Three days later she founded the World Religion Book Club, a virtual community now boasting more than 13,000 members, where she conducts live readings of the Quran. Israel’s response to the Hamas attack on October 7 is where her journey toward the religion “all started,” she told her followers on November 2. 

By November 10, she first appeared on TikTok in a hijab, and the number of her followers had doubled. (It currently stands at 865,000.) The next day, Rice took her shahada, the Islamic ceremonial profession of faith, officially converting to Islam. 

Rice is among a new swath of TikTok users—typically non-Arab, left-leaning Western women—who consider themselves “reverts” to Islam, based on the belief that all people are born on a natural path to Islam and therefore revert, rather than convert, to the religion.
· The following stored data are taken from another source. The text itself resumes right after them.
PR #335, opened 2026-06-15
Simplify element.attributes structure

tompng:
Basically refactor Attributes, and fixes some bugs found while doing it.

## Structure of Attributes, a subclass of Hash
For XML: `<element name1="1" ns1:name2="2" ns2:name2="3" ns1:name3="4"/>`, the structure was:
```ruby
{
  name1 => attr1
  name2 => { ns1 => attr2, ns2 => attr3 }
  name3 => att4
}
```
This structure is useful for fuzzy name search, and fuzzy name deletion, but we don't need this complicated structure because fuzzy search should be removed, and fuzzy deletion is not used from REXML (and it wasn't working at all)

I think the mental model of namespaced attribute in Document Object Model is something like this.
```ruby
{ default: { name1: attr1 }, ns1: { name2: attr1, name3: attr4}, ns2: { name2: attr2 } }
# or simply
{ "name1": attr1, "ns1:name2": attr2, "ns2: name2": attr3, "ns1:name3": attr4 }
```
This PR changes it to the latter, simple one.

## Stop fuzzy get_attribute/get_attribute_ns search

`Attributes#get_attribute` does fuzzy search only on its own attribute, not on attributes defined in ATTLIST. `Attributes#get_attribute_ns` tries fuzzy search but fails because of a bug.
In Document Object Model, get_attribute and get_attribute_ns should perform strictly no-prefix attribute if prefix/namespace is not given.

## ATTLIST lookup
There's many redundant duplicated code for ATTLIST lookup.
`Attributes#get_attribute_ns` forgot to check ATTLIST (bug).
Introduce `each_effective_attribute` that iterates attributes defined in ATTLIST and element's own attributes

## Fixed bugs
- get_attribute: Fuzzy search shouldn't be performed
- get_attribute_ns: forgot to lookup ATTLIST
- delete_all: Unlike the name that indicates fuzzy deletion, it deletes only one attribute, and returns wrong attrribute which is a different one than actually deleted when prefix is given.
- namespace declaration check: `foo:xmnls` was wrongly considered namespace declaration
- And perhaps more which I haven't found yet

### DIFF
--- a/lib/rexml/attribute.rb
+++ b/lib/rexml/attribute.rb
@@ -180,7 +180,7 @@ module REXML
     #
     # This method is usually not called directly.
     def remove
-      @element.attributes.delete self.name unless @element.nil?
+      @element.attributes.delete self unless @element.nil?
     end
 
     # Writes this attribute (EG, puts 'key="value"' to the output)
@@ -204,6 +204,15 @@ module REXML
 
     def document
       @element&.document
+    end
+
+    # Returns true if this attribute is a namespace declaration, false otherwise.
+    #   "foo" => false
+    #   "xmlns" => true
+    #   "xmlns:foo" => true
+    #   "foo:xmlns" => false
+    def namespace_declaration?
+      prefix == 'xmlns' || (prefix.empty? && name == 'xmlns')
     end
   end
 end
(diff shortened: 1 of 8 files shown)


naitoh (approved):
I think this PR is reasonable corrections.
Thank you!

PR #339, opened 2026-06-20
XPath optimize preparation for positional predicates that uses `last()`

tompng:
Expand optimizable simple positional queries to support `[last()]` `[last()-N]` and `[position() <=> last()-N]`.
This will open the door for future optimization.

Simple positional predicates that may be optimized are represented as:
```
Before: [:==, 1], [:<, 2], [:>, 3]
↓
After: [:index_eq, 0], [:index_lt, 1], [:index_gt, 2]
Added: [:reverse_index_eq, 0], [:reverse_index_lt, 2], [:reverse_index_gt, 4]
```

# Example
Example optimization of preceding-sibling/following-sibling (not included in this PR)
```ruby
def preceding_following_sibling(nodeset, tester, selector, reverse:)
  ...
  when :reverse_index_eq, :reverse_index_lt, :reverse_index_gt
    nodeset.group_by(&:parent).flat_map do |parent, sibling_nodes|
      anchors = Set.new.compare_by_identity
      sibling_nodes.each {|sibling| anchors << sibling }
      children = parent.children
      children = children.reverse if reverse

      # Different anchor node gives the same reverse-index. We only need to check with the first anchor
      followings = children.drop_while {|child| !anchors.include?(child) }.drop(1)
      candidates = followings.select(&tester).reverse
      case operator
      when :reverse_index_eq
        matched = candidates[value] if value >= 0
        matched ? [matched] : []
      when :reverse_index_lt
        value >= 0 ? candidates[0...value] : []
      when :reverse_index_gt
        value >= 0 ? candidates.drop(value + 1) : candidates
      end
    end
  when :nodesets
    ...
  end
end
```

```ruby
doc = REXML::Document.new('<root>'+('<a>'+'<b/><c/>'*500+'</a>')*2+'</root>')
REXML::XPath.match(doc, '//c/preceding-sibling::*[position()<last()-500]').size
# processing time:  9.740037s → 0.059448s
# => 996
```

### DIFF
--- a/lib/rexml/xpath_parser.rb
+++ b/lib/rexml/xpath_parser.rb
@@ -385,31 +385,63 @@ module REXML
       expr.any? {|part| calls_position_dependent_function?(part) }
     end
 
-    # Detects simple position-based predicates that can be optimized in axis scanning, such as [1], [position()=1], [position() < 2], [position() > 3]
-    # Returns operators and values such as [:==, 1], [:<, 2], [:>, 3]
+    # Detects simple position-based predicates that can be optimized in axis scanning, such as [1], [position()=1], [position() < 2], [last()-3], etc.
+    # Returns operators and values such as [:index_eq, 0], [:index_lt, 1], [:index_gt, 2], [:reverse_index_eq, 0], [:reverse_index_lt, 1], [:reverse_index_gt, 2]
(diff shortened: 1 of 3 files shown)


naitoh (approved):
Thanks!

PR #341, opened 2026-06-27
Optimize preceding-sibling, following-sibling, following, and descendant axes with an unified single mechanism

### LINKED ISSUE #331: XMLDecl mixed in xpath `descendant::node()` match result
XMLDecl should be excluded
```ruby
# Expected
Nokogiri::XML.parse('<?xml version="1.0"?><root></root>').xpath("descendant::node()")
# => [#<Nokogiri::XML::Element:0xb38 name="root">]

# Actual
REXML::XPath.match REXML::Document.new('<?xml version="1.0"?><root></root>'), "descendant::node()"
# => [<?xml ... ?>, <root/>]
REXML::VERSION
# => "3.4.4"
```

tompng:
GitHub: Fix GH-331

Unify the positional-predicate handling of the `descendant`, `descendant-or-self`,
`following`, `following-sibling`, and `preceding-sibling` axes into a single
event-stream mechanism (`sequence_positional_scan`).

## Detail

Consider xpath like this: `anchor/axis::*[test-predicate][simple-positional-predicate]`.
Some xpath axes (descendant, descendant-or-self, following, preceding-sibling, following-sibling) have same common structure:
- Anchor start point, anchor end point, and nodes that passed test predicate lines up in a single sequence
- Anchor start and end are nested and doesn't cross over

Example of descendant:
```
anchor1-start
  node1
  node2
  anchor2-start
    node3
    node4
  anchor2-end
  node5
  anchor3-start
    node6
  anchor3-end
  node7
anchor1-end

# Nodesets: [
#   [node1, node2, node3, node4, node5, node6, node7], # from anchor1
#   [node3, node4], # from anchor2
#   [node6] # from anchor3
# ]
```

The above sequence and anchor ranges can be represented as event stream like this:
```ruby
[:push, node1, node2, :push, node3, node4, :pop, node5, :push, node6, :pop, node7, :pop]
```
Events are:
- `:push`: Add a new anchor point
- `:pop`: Remove last anchor point
- `node`: Add a node that passed test predicate

Axis scanner of `following`, `descendant`, `descendant-or-self`, `preceding-sibling` and `following-sibling` will construct an event stream and passes it to `sequence_positional_scan` which implements positional predicate optimization.
Optimization logic in `sequence_positional_scan` is basically the same as the one implemented in `preceding/following-sibling` before.

## Unchanged axes (preceding, ancestor)

`preceding` and `ancestor` axes are intentionally left on the existing path. Unlike `following` axis, anchor-exclusion semantics of `preceding` axis don't fit the nested push/pop model.

## Benchmark

XPath in this benchmark is specially crafted to precisely measure axis scan without noise.
Using `*` and `count()` will avoid `O(n^2)` sort and namespace lookup which may be fixed in a near future.

```ruby
xml = '<a>'*200+'<a/>'*200+'</a>'*200
xpaths = [
  "count(//*/descendant::*[position()<10])",
  "count(//*/preceding-sibling::*[position()<10])",
  "count(//*/following-sibling::*[position()<10])",
  "count(//*/following::*[position()<10])",
]
xpaths.each do |xpath|
  puts xpath
  t=Time.now; p [REXML::XPath.match(doc, xpath), Time.now-t]
  doc = Nokogiri::XML.parse(xml)
  t=Time.now; p [doc.xpath(xpath), Time.now-t]
end
```

| scenario | REXML(master) | REXML(this PR) | Nokogiri |
| --- | --- | --- | --- |
| `descendant::*[position()<10]` | 0.032287 sec | 0.002089 sec | 0.010074 sec |
| `preceding-sibling::*[position()<10]` | 0.001075 sec | 0.001239 sec | 0.00265 sec |
| `following-sibling::*[position()<10]` | 0.000892 sec | 0.001041 sec | 0.002627 sec |
| `following::*[position()<10]` | 0.110464 sec | 0.000942 sec | 0.002706 sec |

In this example, XPath match is faster than Nokogiri, mainly because nokogiri doesn't optimize `[position()<N]`.

### DIFF
--- a/lib/rexml/xpath_parser.rb
+++ b/lib/rexml/xpath_parser.rb
@@ -467,57 +467,18 @@ module REXML
 
     def preceding_following_sibling(nodeset, tester, selector, reverse:)
       nodeset = nodeset.select {|node| node.respond_to?(:parent) && node.parent }
-      operator, value = selector
-      case operator
-      when :uniq
-        nodeset.group_by(&:parent).flat_map do |parent, sibling_nodes|
-          sets = Set.new.compare_by_identity
-          sibling_nodes.each {|sibling| sets << sibling }
-          children = parent.children
-          children = children.reverse if reverse
-          children.drop_while {|child| !sets.include?(child) }.drop(1)
-        end.select(&tester)
-      when :index_eq, :index_lt, :index_gt
-        nodeset.group_by(&:parent).flat_map do |parent, sibling_nodes|
-          anchors = Set.new.compare_by_identity
-          sibling_nodes.each {|sibling| anchors << sibling }
-          children = parent.children
-          children = children.reverse if reverse
-          followings = children.drop_while {|child| !anchors.include?(child) }.drop(1)
-          anchor_indexes = Set[0]
-          last_anchor = 0
-          index = 0
-          matched = []
-          followings.each do |node|
-            if tester.call(node)
-              case operator
-              when :index_eq
-                # anchor_indexes only contain values smaller or equal to `index`,
-                # so value < 0 case doesn't accidentally match any node.
-                matched << node if anchor_indexes.include?(index - value)
-              when :index_lt
-                # Position from the last anchor will be the minimum possible position for the node
-                matched << node if index - last_anchor < value
-              when :index_gt
-                # Position from the first anchor(==0) will be the maximum possible position for the node
-                matched << node if index > value
-              end
-              index += 1
-            end
-            if anchors.include?(node)
-              anchor_indexes << index
-              last_anchor = index
-            end
-          end
-          matched
+      nodeset.group_by(&:parent).flat_map do |parent, sibling_nodes|
+        anchors = Set.new.compare_by_identity.replace(sibling_nodes)
+        children = parent.children
+        children = children.reverse if reverse
+        followings = children.drop_while {|child| !anchors.include?(child) }.drop(1)
+        events = [:push]
+        followings.each do |node|
+          events << node if tester.call(node)
+          events << :push if anchors.include?(node)
         end
-      else # Slow path for :nodesets, :reverse_index_eq, :reverse_index_lt, :reverse_index_gt
-        nodesets = nodeset.map do |node|
-          parent = node.parent
-          index = parent.children.index(node)
-          reverse ? parent.children[0...index].reverse : parent.children[index + 1..-1]
-        end
-        non_optimized_nodesets_select(nodesets, tester, selector)
+        anchors.size.times { events << :pop }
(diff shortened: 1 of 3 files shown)


naitoh:
@tompng 
Thank you.
I think this is a great improvement.

However, please check the following.

1. This PR is in conflict.
2. It appears there is a performance degradation of about 9% in `//c`.

```sh
$ benchmark-driver benchmark/xpath_latest.yaml
                               before(master)       after  before(master)(YJIT)  after(YJIT) 
REXML::XPath.match(doc, '//c')         93.025      84.225               126.617      116.110 i/s -     100.000 times in 1.074978s 1.187298s 0.789785s 0.861253s

Comparison:
             REXML::XPath.match(doc, '//c')
          before(master)(YJIT):       126.6 i/s 
                   after(YJIT):       116.1 i/s - 1.09x  slower
                before(master):        93.0 i/s - 1.36x  slower
                         after:        84.2 i/s - 1.50x  slower
```

### Benchmark Code

```
$ git checkout master
$ rake build
$ gem install pkg/rexml-3.4.5.gem 
```

```YAML
benchmark/xpath_latest.yaml
loop_count: 100
contexts:
  - name: before(master)
    gems:
      rexml: 3.4.5
    require: false
    prelude: require 'rexml'
  - name: after
    prelude: |
      require 'rexml'
  - name: before(master)(YJIT)
    gems:
      rexml: 3.4.5
    require: false
    prelude: |
      require 'rexml'
      RubyVM::YJIT.enable
  - name: after(YJIT)
    prelude: |
      require 'rexml'
      RubyVM::YJIT.enable

prelude: |
  require 'rexml/document'

  xml = "<r>" + "<g><h>#{'<b><c/></b>' * 50}</h></g>" * 40 + "</r>"

benchmark:
  "REXML::XPath.match(doc, '//c')" : REXML::XPath.match(doc, "//c")
```

tompng:
Conflict: rebased.
This removes each `selector = :uniq` optimization and replace it to a generic one. Special optimization is always faster than generic optimization, but will introduce complexity.
I think simplicity/maintainability is important, and compared to that, +9% is a small change. Also note that this is already incomparably faster than the latest released version due to a better time complexity.
How about reconsider adding special optimization after this pull request, and compare if it's speed up is worth adding complexity for each axis.

naitoh:
> Conflict: rebased. 

Thanks.

> How about reconsider adding special optimization after this pull request, and compare if it's speed up is worth adding complexity for each axis.

OK.
I see.

naitoh (approved):
I was able to understand the new algorithm.
The steps are well-organized, and I think it’s easier to understand than before.
Thank you very much.

PR #244, opened 2022-07-30
SM: Make PR242 compatible with FreeCAD version 0.20

Roy-043:
This PR fixes the problem introduced with PR242.


shaise:
Thanks for the support!

PR #245, opened 2022-08-03
[Bugfix] Gives more flexibility to use with multiple versions of FreeCAD

Syres916:
See discussion https://forum.freecadweb.org/viewtopic.php?f=3&t=70742


shaise:
Does this work both on 19.4 and 19.3?

Syres916:
Yes

PR #246, opened 2022-08-04
Retain Shape Color and Transparency of base object

Syres916:
See Issue https://github.com/FreeCAD/FreeCAD/issues/7085


shaise:
Hi @Syres916,

Thanks for this important fix!
Hope its ok with you, I have converted all your changes to use functions instead of repeated code, this way if we have a solution to face colors, we can do it in a single place.

Thanks!
shai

There are currently scores of TikTok hashtags that include the word revert, including #WhiteRevert (1.6 million views), #BlackRevert (174K views), #JewishRevert (131K views), and #JapaneseRevert (278K). Biggest of all is the simple hashtag #revert, with 2.9 billion views, followed by #RevertMuslim (1.4 billion), and #MuslimRevert (525 million). At the same time, Osama bin Laden’s Letter to America, in which the terrorist justifies Al Qaeda’s hatred of the West and its attack on the Twin Towers, went viral this week on TikTok as young Americans declared admiration for his ideas.